═══ DATASET EXTRACT ═══

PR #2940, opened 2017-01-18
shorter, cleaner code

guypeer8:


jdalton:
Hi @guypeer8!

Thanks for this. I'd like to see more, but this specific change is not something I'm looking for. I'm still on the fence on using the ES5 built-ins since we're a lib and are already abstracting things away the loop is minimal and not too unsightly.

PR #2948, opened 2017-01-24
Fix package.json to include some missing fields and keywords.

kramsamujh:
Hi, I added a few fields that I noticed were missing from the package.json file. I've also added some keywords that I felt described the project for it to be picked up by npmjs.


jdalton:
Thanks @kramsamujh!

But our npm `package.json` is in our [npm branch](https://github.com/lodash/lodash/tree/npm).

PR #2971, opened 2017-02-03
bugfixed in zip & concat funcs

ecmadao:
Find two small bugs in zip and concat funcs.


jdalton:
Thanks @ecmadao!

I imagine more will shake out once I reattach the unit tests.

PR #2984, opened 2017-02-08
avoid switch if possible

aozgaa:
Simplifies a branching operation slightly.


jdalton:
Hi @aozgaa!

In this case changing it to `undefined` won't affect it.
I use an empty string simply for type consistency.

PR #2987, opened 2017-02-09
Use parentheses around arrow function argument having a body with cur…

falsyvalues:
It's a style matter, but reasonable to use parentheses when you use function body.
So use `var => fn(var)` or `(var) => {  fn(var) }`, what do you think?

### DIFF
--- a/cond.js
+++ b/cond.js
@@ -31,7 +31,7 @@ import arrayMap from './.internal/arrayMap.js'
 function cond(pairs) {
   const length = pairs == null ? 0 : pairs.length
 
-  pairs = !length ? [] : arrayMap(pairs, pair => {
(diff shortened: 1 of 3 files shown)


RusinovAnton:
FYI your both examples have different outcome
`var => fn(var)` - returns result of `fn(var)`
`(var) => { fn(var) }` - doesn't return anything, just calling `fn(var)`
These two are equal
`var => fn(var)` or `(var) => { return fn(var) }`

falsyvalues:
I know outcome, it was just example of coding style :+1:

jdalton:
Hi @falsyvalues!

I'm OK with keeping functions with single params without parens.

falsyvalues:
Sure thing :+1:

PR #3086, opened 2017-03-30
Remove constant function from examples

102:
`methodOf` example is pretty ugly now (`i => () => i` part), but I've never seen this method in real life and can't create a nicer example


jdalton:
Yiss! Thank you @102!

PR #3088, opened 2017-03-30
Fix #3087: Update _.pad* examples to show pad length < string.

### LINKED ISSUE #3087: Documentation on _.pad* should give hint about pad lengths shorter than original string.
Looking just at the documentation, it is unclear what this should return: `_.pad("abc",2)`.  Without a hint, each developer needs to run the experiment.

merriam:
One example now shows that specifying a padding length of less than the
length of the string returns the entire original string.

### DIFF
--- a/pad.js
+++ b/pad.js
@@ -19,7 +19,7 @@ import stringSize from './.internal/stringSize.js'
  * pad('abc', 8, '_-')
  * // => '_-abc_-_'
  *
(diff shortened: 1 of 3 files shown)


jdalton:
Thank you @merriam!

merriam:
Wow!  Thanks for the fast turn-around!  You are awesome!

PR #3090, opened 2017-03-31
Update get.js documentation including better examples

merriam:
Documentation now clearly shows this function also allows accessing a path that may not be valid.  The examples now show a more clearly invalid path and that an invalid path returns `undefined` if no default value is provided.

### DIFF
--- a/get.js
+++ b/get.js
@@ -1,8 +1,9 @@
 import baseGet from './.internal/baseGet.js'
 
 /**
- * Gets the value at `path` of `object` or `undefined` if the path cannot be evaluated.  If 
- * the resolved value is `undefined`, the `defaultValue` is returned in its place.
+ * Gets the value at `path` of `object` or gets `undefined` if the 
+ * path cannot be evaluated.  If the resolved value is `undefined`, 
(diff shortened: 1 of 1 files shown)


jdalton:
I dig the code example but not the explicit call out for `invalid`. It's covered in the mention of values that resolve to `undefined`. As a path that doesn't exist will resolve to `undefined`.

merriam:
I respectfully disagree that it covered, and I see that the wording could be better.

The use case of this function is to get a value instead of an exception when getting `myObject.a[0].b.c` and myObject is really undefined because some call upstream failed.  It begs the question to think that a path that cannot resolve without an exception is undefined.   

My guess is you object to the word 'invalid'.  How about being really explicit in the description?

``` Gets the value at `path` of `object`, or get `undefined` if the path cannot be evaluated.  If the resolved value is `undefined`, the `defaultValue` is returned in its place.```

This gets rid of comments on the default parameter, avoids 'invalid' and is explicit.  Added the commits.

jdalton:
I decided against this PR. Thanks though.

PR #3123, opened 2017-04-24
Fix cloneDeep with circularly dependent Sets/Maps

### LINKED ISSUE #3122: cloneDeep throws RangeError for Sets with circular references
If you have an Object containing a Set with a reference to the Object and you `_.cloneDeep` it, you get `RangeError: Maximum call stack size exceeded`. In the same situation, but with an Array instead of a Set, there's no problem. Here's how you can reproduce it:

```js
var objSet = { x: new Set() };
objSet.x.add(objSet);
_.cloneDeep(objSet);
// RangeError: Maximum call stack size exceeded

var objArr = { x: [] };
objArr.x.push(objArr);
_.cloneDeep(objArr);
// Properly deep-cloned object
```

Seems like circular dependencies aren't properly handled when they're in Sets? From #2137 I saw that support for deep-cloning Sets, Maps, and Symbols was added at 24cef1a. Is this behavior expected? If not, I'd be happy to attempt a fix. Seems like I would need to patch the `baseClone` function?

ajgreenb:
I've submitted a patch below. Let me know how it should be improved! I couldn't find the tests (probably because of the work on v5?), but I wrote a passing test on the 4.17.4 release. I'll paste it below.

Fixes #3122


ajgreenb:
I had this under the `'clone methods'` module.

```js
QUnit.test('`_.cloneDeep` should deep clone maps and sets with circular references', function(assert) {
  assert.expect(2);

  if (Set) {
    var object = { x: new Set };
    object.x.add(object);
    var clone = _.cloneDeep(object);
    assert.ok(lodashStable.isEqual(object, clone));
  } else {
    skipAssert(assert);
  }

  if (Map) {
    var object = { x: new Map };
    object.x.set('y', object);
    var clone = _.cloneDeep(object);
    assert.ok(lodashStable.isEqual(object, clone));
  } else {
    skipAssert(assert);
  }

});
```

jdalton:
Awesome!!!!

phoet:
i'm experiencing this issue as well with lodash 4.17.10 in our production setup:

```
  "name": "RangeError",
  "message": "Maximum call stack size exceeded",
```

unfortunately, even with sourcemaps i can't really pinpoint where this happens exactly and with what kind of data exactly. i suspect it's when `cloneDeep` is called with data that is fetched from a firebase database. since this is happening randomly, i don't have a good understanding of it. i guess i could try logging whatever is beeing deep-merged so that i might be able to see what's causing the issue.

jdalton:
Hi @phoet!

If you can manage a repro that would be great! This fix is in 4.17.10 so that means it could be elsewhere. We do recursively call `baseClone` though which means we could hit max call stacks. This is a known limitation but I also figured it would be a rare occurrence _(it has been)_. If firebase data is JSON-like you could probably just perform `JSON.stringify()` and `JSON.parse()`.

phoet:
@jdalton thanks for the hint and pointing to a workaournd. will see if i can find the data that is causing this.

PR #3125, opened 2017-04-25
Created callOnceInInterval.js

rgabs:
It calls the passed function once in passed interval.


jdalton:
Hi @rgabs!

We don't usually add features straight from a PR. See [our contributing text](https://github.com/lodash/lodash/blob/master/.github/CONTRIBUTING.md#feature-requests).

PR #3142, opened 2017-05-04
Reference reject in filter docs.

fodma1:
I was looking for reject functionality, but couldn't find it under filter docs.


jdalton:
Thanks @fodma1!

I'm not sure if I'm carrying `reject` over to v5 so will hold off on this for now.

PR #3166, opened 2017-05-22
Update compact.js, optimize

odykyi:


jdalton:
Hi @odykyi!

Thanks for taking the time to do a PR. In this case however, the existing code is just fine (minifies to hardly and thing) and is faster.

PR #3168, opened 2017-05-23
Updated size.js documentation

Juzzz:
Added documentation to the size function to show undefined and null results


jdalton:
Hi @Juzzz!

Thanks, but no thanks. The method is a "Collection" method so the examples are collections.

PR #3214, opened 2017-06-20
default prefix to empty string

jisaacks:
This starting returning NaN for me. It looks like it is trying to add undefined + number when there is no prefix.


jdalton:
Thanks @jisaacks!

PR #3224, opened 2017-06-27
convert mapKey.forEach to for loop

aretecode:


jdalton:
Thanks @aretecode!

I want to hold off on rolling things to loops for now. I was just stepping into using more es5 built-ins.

═══

- [EXERCISE DIRECTIONS] Please reproduce exactly the lines above, beginning with the first and ending with the line that contains "Hi @guypeer8!", and include nothing outside that range.

- [WRITTEN ANSWER]
PR #2940, opened 2017-01-18
shorter, cleaner code

guypeer8:


jdalton:
Hi @guypeer8!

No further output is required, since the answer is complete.